Killing of Peter Fechter - Death

Death

About one year after the construction of the wall, Fechter attempted to flee from East Germany together with his friend Helmut Kulbeik. The plan was to hide in a carpenter's workshop near the wall in Zimmerstrasse and, after observing the border guards from there, to jump out of a window into the so-called death-strip (a strip running between the main wall and a parallel fence which they had recently started to construct), run across it, and climb over the two metre (6.5 ft) wall topped with barbed wire into the Kreuzberg district of West Berlin near Checkpoint Charlie.

When both reached the wall, guards fired at them. Although Kulbeik succeeded in crossing the wall, Fechter, still on the wall, was shot in the pelvis in plain view of hundreds of witnesses. He fell back into the death-strip on the Eastern side, where he remained in view of Western onlookers, including journalists. Despite his screams, he received no medical assistance from the East side, and could not be tended to by those on the West side. He bled to death after approximately one hour. As a result of his death, hundreds in West Berlin formed a spontaneous demonstration, shouting "Murderers!" at the border guards.

The lack of medical assistance for Peter Fechter was attributed to mutual fear: western bystanders were apparently prevented at gunpoint from assisting him, although according to a report in Time magazine, a U.S. second-lieutenant on the scene received specific orders from the US Commandant in West Berlin to stand firm and do nothing.
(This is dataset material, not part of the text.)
PR #2782, opened 2022-02-04
Revert "Bump System.Reflection.MetadataLoadContext from 5.0.1 to 6.0.…

### LINKED ISSUE #2780: Powershell cmdlet sc-upgrade fails but SCMU servicecontrol upgrade works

It also emerged during the trial that any aid attempt from the West had indeed been made impossible, but according to a report from forensic pathologist Otto Prokop, "Fechter had no chance of survival. The shot in the right hip had caused severe internal injuries." Likewise the head of the East German border platoon stated that he was afraid to intervene, because of an incident just three days earlier when an East German soldier Rudi Arnstadt had probably been shot by a Western federal policeman. Nonetheless, the East German border soldiers did retrieve Peter Fechter's dead body an hour after he had fallen.